# New Cellophane Marble Betta



## MusicBeam (Sep 7, 2013)

Hello  this is my first post to the page. This is my new double tail mail betta, and his name is Apollo. He is my third betta. I had a red veil tail male many years ago named beam, and a yellow male (veil tail?) who's name I cannot remember :/ I had never seen one with clear fins before, so I had to buy him! After researching I believe he is Cellophane Marble, but if anyone would like to put what they think he is, it is welcome. I've had him for one day and he's already made a bubble nest! 
View attachment 204370


----------



## MusicBeam (Sep 7, 2013)

View attachment 204689


Picture wasn't showing before. Here he is (also my avatar)


----------



## MattsBettas (Dec 18, 2012)

Very nice! Welcome to the forum.


----------



## MusicBeam (Sep 7, 2013)

Thanks! I couldn't pass him up at the store. And I'm really liking the forum so far


----------



## popcorndeer (Feb 4, 2013)

wow your fish is verry pretty!


----------



## MusicBeam (Sep 7, 2013)

Thank you!  the picture isn't very clear, so I want to try to get a more clear one up


----------



## Saber (Jul 13, 2013)

He's so pretty! I hope you enjoy the forum. =)


----------



## MusicBeam (Sep 7, 2013)

Thanks  ive been on for two days and ive posted like 35 times xD


----------



## Weaver (Sep 8, 2013)

Oh my goodness, he is gorgeous!
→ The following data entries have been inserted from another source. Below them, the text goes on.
PR #21795, opened 2026-09-21
Add Pulumi HCL tabs to guides basics (MA-594 cluster G)

CamSoper:
### Proposed changes

Cluster G of MA-594: adds Pulumi HCL to the language choosers on the two "basics" guides. Eight choosers, eight new `{{% choosable language hcl %}}` bodies -- no tab was added without its body.

#### `content/docs/iac/guides/basics/how-pulumi-works.md`

Four choosers: the three program snapshots (two buckets → add tags → rename a bucket) and the architecture diagram.

The page is conceptual, so the HCL tabs stay close to what the other languages show but say what's actually true of HCL rather than paraphrasing the TypeScript answer:

- Resource labels are identifiers, so the logical names are `media_bucket` / `content_bucket`, not the hyphenated names the walkthrough prose uses. The HCL tab says so instead of quietly disagreeing with the `pulumi up` output block.
- The rename tab notes that a `moved` block renames without replacing -- the HCL-specific answer to what that section is about.
- The architecture diagram gets an HCL language host running `main.tf`.

**One thing worth a reviewer's eye:** I forked the "Next, we run `pulumi up`" paragraph per language. That paragraph leans on the inline `pulumi-language`, `pulumi-host`, `pulumi-bucket`, and `pulumi-new-bucket` shortcodes, and none of them lists `hcl`. I checked the chooser component -- when the global selection isn't among a chooser's options, `preferredOrDefault` falls back to *displaying the first option* rather than rendering empty. So without the fork, a reader who picked HCL would have been told "this program is written in **JavaScript**... launches the **Node** language host." Forking the paragraph inside the content file fixes that without touching the shared shortcodes, and lets the HCL copy describe the model correctly: HCL has no object construction, so there's no constructor call to return from -- `resource` blocks become registrations as the configuration is evaluated.

Those four shortcodes are consumed *only* by this page, so adding `hcl` entries to them is also a viable fix if a reviewer prefers it -- I kept to the two in-scope files. Note the same fallback already mis-serves Java and YAML readers via `pulumi-bucket` / `pulumi-new-bucket`, which list neither; that's pre-existing and untouched here.

#### `content/docs/iac/guides/basics/organizing-projects-stacks/_index.md`

Four choosers: stack references, ESC, repo alignment, and in-project code organization.

- **Stack references** use the `pulumi_stack_reference` resource, with `${var.org}/networking/${pulumi.stack}` and outputs read by their exported map keys (`outputs["vpcId"]`, not `vpc_id` -- map keys aren't translated).
- **ESC** arrives as ordinary config, so the HCL tab reads it through `variable` blocks named to match the `pulumiConfig` keys.
- **Repo layout / code organization** follow HCL's real model rather than the TypeScript one: a project is a directory of `.tf` files merged into a single root module, there's no entrypoint and no imports, and the unit of reuse is a `module` block, not a package. The layout also lists `sdks/`, the provider descriptors `pulumi install` writes and that the HCL docs say to commit.

### Verification

Pulumi CLI **3.263.0** (`curl -fsSL https://get.pulumi.com | sh`), `pulumi login --local`. **Plugin downloads all worked** -- the HCL language plugin, the bridged `terraform-provider` (random, aws), and `terraform_data`'s built-in stash all resolved; `pulumi install` returned 0 every time. Per the task note I did *not* use `pulumi convert --from hcl` as a bind check.

|---|---------|--------------|--------|
| 1 | how-pulumi-works — two buckets (`aws_s3_bucket` ×2, empty `{}` bodies) | `pulumi preview`: parses and binds, reaches AWS credential check. Empty-body `{}` form + label→logical-name behavior confirmed by a real `pulumi up` with `random_pet` stand-ins | ✅ pass (see note A) |
| 2 | how-pulumi-works — `Pulumi.yaml` with `runtime: hcl` | Used as the manifest for every scratch project below | ✅ pass |
| 3 | how-pulumi-works — add `tags` to `media_bucket` | `pulumi preview` reaches credential check; `tags` confirmed present on `aws:index/s3Bucket:S3Bucket` in the provider schema (`pulumi package get-schema terraform-provider hashicorp/aws 6.66.0`), and `taggz` confirmed absent as a negative control | ✅ pass (see note A) |
| 4 | how-pulumi-works — rename `content_bucket` → `app_bucket` | Real `pulumi up` then `pulumi preview` with `random_pet`: yields `+ 1 to create / - 1 to delete`, matching the narrative | ✅ pass |
| 5 | how-pulumi-works — `moved` block note | Real `pulumi preview` with the `moved` block in place: `3 unchanged`, no create/delete | ✅ pass |
| 6 | how-pulumi-works — architecture diagram | Mermaid, no HCL to execute | n/a — prose/diagram |
| 7 | how-pulumi-works — forked "Next, we run `pulumi up`" paragraph | Prose | n/a — prose |
| 8 | organizing — `pulumi_stack_reference` | Real end-to-end `pulumi up`: a `networking/prod` producer exporting `vpcId` + `privateSubnetIds`, then a `clusters/prod` consumer resolving `${var.org}/networking/${pulumi.stack}` and reading both back correctly | ✅ pass |
| 9 | organizing — ESC config via `variable` blocks | Real `pulumi up`: `pulumi config set` for a camelCase scalar and a `list(string)`, both bound and read (`subnet_count: 2`) | ✅ pass |
| 10 | organizing — multi-repo directory layout | Directory tree; `sdks/<provider>/hcl.sdk.json` confirmed created by `pulumi install` | ✅ pass |
| 11 | organizing — multi-file project (`networking.tf` / `clusters.tf` / `workloads.tf`) | Real `pulumi up`: all three files merged into one root module, cross-file references resolved | ✅ pass |
| 12 | organizing — local `module` block (`source = "./modules/vpc"`, `cidr_block`) | Real `pulumi up` of the snippet exactly as written: instantiated as a component resource | ✅ pass |

**Negative tests** (confirming the positives mean something): a bogus `bogus_attribute` on `random_pet` and a bogus `not_a_thing` on `pulumi_stack_reference` were both rejected with `Unsupported argument`. On the schema side, `taggz` is absent from `aws_s3_bucket` where `tags` is present.

**Note A — the one limitation.** There are no AWS credentials in this environment, so examples 1 and 3 could not be driven to a real `pulumi up`. They are verified two ways instead: `pulumi preview` gets all the way past parse and bind to the STS credential check (so the HCL and the resource type are good), and attribute validity is confirmed directly against the downloaded provider schema. Attribute-level validation for AWS resources happens *after* provider configuration, so a credential-free preview can't catch a bad attribute -- hence the schema check rather than claiming more than I verified.

### Linting

- `make lint` — **passes** (0 errors, Prettier clean).
- `make lint-prose` (Vale, advisory) — ran with a locally fetched Vale 3.9.1. Three findings landed on lines I added; I fixed the one that was mine (`Pulumi.DirectionalReferences`, "as described below"). The other two — `Pulumi.NarrativeWe` ("Next, we") and `Pulumi.Difficulty` ("it just means") — are inherited verbatim from the sibling paragraph the HCL copy mirrors. The whole page is written in that voice and Vale flags the original too; making only the HCL tab read differently would be worse than the nag. Left as-is deliberately.
- `make ensure` was not used (`@pulumi/design-tokens` 403s here, as expected); `yarn install --ignore-scripts` was enough for lint.

Hugo isn't installed in this environment, so I couldn't do a render pass. Instead I wrote a structural check over both files asserting every chooser's option list has a matching `choosable` body and that open/close tags balance — **all 8 choosers OK, tags balanced.** Worth a visual check on a preview deploy anyway, particularly the forked paragraph.

### Nothing left undone

All 8 chooser blocks in scope are done. No HCL construct had to be skipped or invented. Only the two files in the slice are touched.

n/a — Pulumi HCL is GA (requires Pulumi CLI 3.256.0+).

### Related issues (optional)

MA-594 (cluster G).

https://claude.ai/code/session_018QHQA9xzpF8Rqy9EhRcnoZ

---
_Generated by [Claude Code](https://claude.ai/code/session_018QHQA9xzpF8Rqy9EhRcnoZ)_


CamSoper:
@claude rebased onto master and pushed a second-pass review in d602ab6 #update-review

Changes since the last review, all verified against CLI 3.263.0 / language-hcl 0.18.0 and `pulumi-hcl` source:

- **`how-pulumi-works.md` naming note:** it said labels are snake_case because "HCL resource labels are identifiers." That isn't a constraint — `resource "aws_s3_bucket" "media-bucket"` previews fine with logical name `media-bucket`. Reworded: snake_case is the HCL convention, and the label becomes the logical name. Also notes that the unqualified `aws` provider is bridged (`hashicorp/aws` 6.66.0), so `pulumi up` shows type `aws:index:S3Bucket` rather than the shared output's `aws:s3/bucket:Bucket`.
- **HCL execution paragraph:** replaced "there is no constructor call to return from" with what the host actually does — reads every `.tf` file, builds a dependency graph, and walks it (`pkg/hcl/run/run.go`, `Engine.Run` → `g.Walk`). Preview registered `content_bucket` before `media_bucket`, confirming there is no top-to-bottom order.
- **Shared prose false for HCL/YAML:** "the call to aws.s3.Bucket causes a new resource registration" → "the media bucket's definition causes…".
- **Language hosts section:** "This binary is distributed with the Pulumi CLI" is false for HCL — the CLI bundle has no HCL executor; it downloads `pulumi-language-hcl` on first run. Also added that Pulumi YAML and Pulumi HCL have no separate language SDK.
- **Resource providers section:** added that Pulumi HCL has no per-provider SDK package; `pulumi install` downloads the plugin and writes `sdks/<provider>/hcl.sdk.json` (confirmed on disk).
- **`organizing-projects-stacks/_index.md`:** rewrapped the added HCL paragraphs to the file's 120-column convention and tightened two sentences.

End-to-end checks: the stack-reference sample ran a real `up` on a file backend (a `networking/prod` HCL stack exporting `vpcId`/`privateSubnetIds`, read back by the `clusters` sample); renaming a label with a `moved` block gave "2 unchanged", without it create + delete.

---

tatcoo-pulumi (approved):

PR #21796, opened 2026-09-21
Add Pulumi HCL tabs to ESC guides and what-is pages (MA-594 cluster H)

CamSoper:
### Proposed changes

Cluster H of MA-594: adds a Pulumi HCL choosable to **7 chooser blocks across 6 files** -- two ESC guides and four `what-is` pages. Every chooser that gained `hcl` in its option list got its matching `{{% choosable language hcl %}}` body in the same edit, so there are no empty tabs. The four `what-is` choosers are page-scoped self-closing (`/ >}}`); each of those pages has exactly one `choosable` group, which I checked across the whole file rather than just the named section.

No prose was added or changed -- the diff is entirely chooser option strings and fenced `hcl` code blocks.

**Per file:**

| File | Chooser | What the HCL tab shows |
|---|---|---|
| `content/docs/esc/guides/pulumi-iac/adopt-esc-for-config-and-secrets.md` | The starting point | `variable` blocks for the plaintext value and the secret. ESC feeds stack config, which is the highest-priority source HCL variables read from, and `sensitive = true` is what makes the value a Pulumi secret -- the HCL analogue of `requireSecret`. |
| `content/docs/esc/guides/pulumi-iac/migrate-from-stack-references.md` | The starting point | `pulumi_stack_reference` plus `locals` reading `outputs["vpcId"]` -- the before-state the page migrates away from. |
| `content/docs/esc/guides/pulumi-iac/migrate-from-stack-references.md` | Update the consuming program | Typed `variable` blocks (`string`, `list(string)`) replacing the stack reference. |
| `content/what-is/is-kubernetes-infrastructure-as-code.md` | Can you manage Kubernetes with Pulumi | The page's three numbered steps: `eks_cluster`, a Kubernetes provider pointed at `kubeconfig_json`, and a Helm v4 chart. |
| `content/what-is/what-is-a-cloudflare-secret.md` | Conclusion | `cloudflare_workers_script` with a `secret_text` binding, reading account ID and secret from config. |
| `content/what-is/what-is-aws-secrets-manager.md` | Conclusion | `aws_secretsmanager_secret` plus `aws_secretsmanager_secret_version`. |
| `content/what-is/what-is-infrastructure-as-code.md` | How does infrastructure as code work? | A single `aws_s3_bucket`, matching the one-resource TS/Python tabs. |

### Verification

Pulumi CLI **3.263.0** installed from `get.pulumi.com`. Each example was extracted **from the committed markdown** (not from my drafts) into a scratch project outside the repo -- `Pulumi.yaml` with `runtime: hcl` plus the `.tf` file -- then `pulumi login --local`, `pulumi install`, `pulumi preview`.

Every row also got a **negative test**: a bogus attribute added to the resource, confirming the program is really binding against the provider schema rather than just parsing. All of them were rejected at registration (`Unsupported argument; An argument named "..." is not expected here`) -- one even suggested the correct spelling, which only happens with a loaded schema.

| Example | Result | How verified |
|---|---|---|
| ESC config `variable` blocks | **pass** | Clean `preview` + `up`. Config set via `pulumi config set <project>:<var>` resolved into both variables; `sensitive = true` rendered the output as `[secret]`. |
| `pulumi_stack_reference` | **pass** | Clean `preview` + `up` against a real local producer stack. `outputs["vpcId"]` / `outputs["publicSubnetIds"]` resolved to the exact exported values. Negative test rejected. |
| Post-migration `variable` blocks | **pass** | Clean `preview` + `up`. `list(string)` decoded correctly from `pulumi config set --path`. |
| Cloudflare `workers_script` | **pass** | Clean `preview` -- resolved to `cloudflare:index:WorkersScript`. Cloudflare's provider doesn't validate credentials at plan time, so this one previews green end to end. Negative test rejected (both at resource level and inside the `bindings` block). |
| S3 bucket | **pass (partial)** | Binds fully; `preview` reaches a live STS `GetCallerIdentity` call and fails only on `InvalidClientTokenId`. No AWS credentials here -- that's the ceiling, not a defect. Negative test rejected. |
| AWS Secrets Manager (both resources) | **pass (partial)** | Same: both resource types bind (verified in isolation so the STS failure couldn't mask the second one), `preview` stops at credentials. Negative test rejected. |
| EKS + Kubernetes + Helm v4 | **pass (partial)** | All three bind; `preview` stops at `Invalid credentials configured` for AWS. Installed the AWS CLI so the EKS component got past its prerequisite check. `kubeconfig_json` confirmed against the package schema (`pulumi package get-schema eks@4.3.0` lists `kubeconfigJson`), since credentials block runtime output evaluation. Negative test rejected. |

**Plugin downloads:** all worked. The HCL language plugin, the bridged `terraform-provider` (AWS, Cloudflare), and the native `pulumi/eks` + `pulumi/kubernetes` packages all downloaded and `pulumi install` returned 0. One caveat: **version *resolution*** goes through `api.github.com`, which 403s in this environment, so `pulumi/eks` and `pulumi/kubernetes` are pinned to exact versions in the Kubernetes example. That's not just a workaround -- the HCL reference states Pulumi-sourced packages require an exact version rather than a constraint, so the pin is correct either way. Pinned CDN downloads work fine.

**Two schema findings worth flagging for a reviewer:**

- The Helm v4 chart's HCL type name is `kubernetes_helm.sh_v4_chart` -- with a literal dot, derived from the `kubernetes:helm.sh/v4:Chart` token. Looks odd; it's what the plugin actually accepts, and `kubernetes_helm_v4_chart` errors with a "did you mean" pointing at it.
- On the Cloudflare page, the current bridged provider exposes `cloudflare_workers_script` (plural). `cloudflare_worker_script` no longer exists. The page's existing TS/Python/Go tabs still use the older `WorkerScript` / `secretTextBindings` API, so **the HCL tab is correct but no longer matches its neighbours**. Bringing those three tabs up to date is out of scope for this cluster -- flagging rather than silently widening the PR.

### Checks

- `make lint` -- **passes** (1794 files, 0 errors; prettier clean).
- `make lint-prose` (Vale 3.9.1) -- 0 errors, 6 warnings, **all on pre-existing prose** (`just` at two untouched lines, `accessor` x4 in a paragraph I didn't change). Left alone per convention. The diff adds no prose for Vale to flag.
- Full `hugo --minify` build -- **could not run.** It fails in the theme asset pipeline (`fingerprint: <nil> can not be transformed`) because `make ensure` can't fetch `@pulumi/design-tokens` here (the same 403). Unrelated to this diff. Instead I confirmed `hcl` is a first-class `LanguageKey` in `theme/stencil/src/components/chooser/chooser.tsx` with label `"HCL"` and a logo, and the pattern matches the ~20 existing pages under `content/docs/iac/concepts/resources/options/`.

### Nothing left undone

All 6 files, all 7 chooser blocks. No constructs had to be skipped for lack of working syntax.

### Related issues

MA-594 (cluster H)

https://claude.ai/code/session_014uqRHhXdBCck7uUnkePcqE

---
_Generated by [Claude Code](https://claude.ai/code/session_014uqRHhXdBCck7uUnkePcqE)_


CamSoper:
@claude #update-review

**F1: disputing.** `kubernetes_helm.sh_v4_chart` is the correct type name, and the suggested underscore form would break it.

I verified this by running pulumi-hcl's own converter rather than reasoning about it. `PulumiResourceTokenToHCL` on the real tokens:

```
kubernetes:helm.sh/v4:Chart     -> kubernetes_helm.sh_v4_chart
kubernetes:helm.sh/v3:Release   -> kubernetes_helm.sh_v3_release
kubernetes:apps/v1:Deployment   -> kubernetes_apps_v1_deployment
kubernetes:core/v1:Service      -> kubernetes_core_v1_service
```

`camelToSnake` maps `/` to `_` and lowercases, but has no dot handling, so the dot in the `helm.sh/v4` API group survives by design. That is why `apps/v1` and `core/v1` come out clean while `helm.sh/v4` does not -- the comparison to those two examples is the thing that doesn't hold, since neither has a dot in its group.

The underscore form also fails resolution, not just naming. `resourceLookupKey` strips underscores, and `tokenSearchKey` strips `/` and `_` but not `.`:

```
kubernetes_helm.sh_v4_chart  -> "helm.shv4chart"   matches the schema side
kubernetes_helm_sh_v4_chart  -> "helmshv4chart"    no match
```

**The real constraint is narrower than the finding states.** The dot doesn't make the type unusable, it makes the resource unusable in a *dotted traversal* -- you can declare it, but you can't write `kubernetes_helm.sh_v4_chart.nginx_ingress.foo`. This sample never does; it wires ordering with `depends_on`. I added a comment saying so in 8e64b5c, since a reader who tries to reference the chart would otherwise hit it cold.

**F2: partially fixed, and one part is yours to call.**

Fixed the part that was unambiguous: the tab declared `variable "secrets-demo"`, whose hyphen can't be used with `var.` dot access and forced the `var["secrets-demo"]` index form you flagged. Renamed to `secrets_demo` (and `accountId` to `account_id`), so it now uses plain dot access like every other HCL example in the docs. That removes the indexing question rather than answering it.

The provider mismatch is a real inconsistency and I'm leaving it for a human: the HCL tab declares no `required_providers`, so it resolves to the bridged Terraform `cloudflare` provider, while the TypeScript, Python, and Go tabs use the Pulumi provider (the Go tab pins `sdk/v5`). That's `cloudflare_workers_script` + `script_name` + `bindings` against `WorkerScript` + `name` + `secretTextBindings`. Aligning them means picking `pulumi/cloudflare` and pinning a version, which I can't verify from here -- provider plugin resolution goes through `api.github.com`, which 403s in this environment.

---

CamSoper:
@claude rebased onto master and pushed a second-pass review (19006b9, 485589b) #update-review

- **`what-is-a-cloudflare-secret.md`: the config command no longer set the HCL variable.** The previous round renamed the HCL variable to `secrets_demo`, but the page tells readers to run `pulumi config set secrets-demo --secret`. After setting `secrets-demo`, preview fails with `variable "secrets_demo" is required but no value was provided`. Added an HCL-specific `pulumi config set secrets_demo --secret` inside the HCL tab.
- **`is-kubernetes-infrastructure-as-code.md` helm comment gave advice that doesn't work.** It said to refer to the chart "with `depends_on` rather than a dotted traversal", but `depends_on` is itself a traversal: `depends_on = [kubernetes_helm.sh_v4_chart.nginx_ingress]` fails with `unknown node "kubernetes_helm.sh_v4_chart"` (`graph.TraversalKey` keys references on their first two segments). The comment now says other blocks can't refer to it.
- **Same page, prose contradicting its own HCL tab:** "Pulumi programs are TypeScript, Python, Go, .NET, or Java" and "Pulumi programs are written in real languages (…)" are both scoped to general-purpose languages now; the Kubernetes/Helm two-apply limitation is attributed to Terraform, and the page notes teams can write the same Pulumi program in HCL and still deploy in one `pulumi up`.
- **ESC guides:** noted that HCL variable names match config keys without the `myapp:` prefix (so the camelCase is deliberate), and added the HCL equivalent of "use the accessor that matches…" (the variable's `type` does the accessor's job; secret config stays secret without `sensitive`). Verified `lookupConfig` in `pulumi-hcl` `run.go` and with a real `pulumi up`.

---

tatcoo-pulumi (approved):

What a handsome little fellow! I cannot wait to see more pictures of him.


----------



## MusicBeam (Sep 7, 2013)

Thank you so much weaver!  ill try to take more pictures in the next few days.


----------



## Catw0man (Jan 24, 2013)

Gorgeous! Lucky you! We never see bettas that pretty in Canadian pet stores! lol


----------



## MusicBeam (Sep 7, 2013)

Thank you  he was the healthiest looking out of the ones there, too.


----------



## MusicBeam (Sep 7, 2013)

View attachment 205393


Here's a new picture of Apollo. He's doing well, and gets REALLY excited after I feed him lol


----------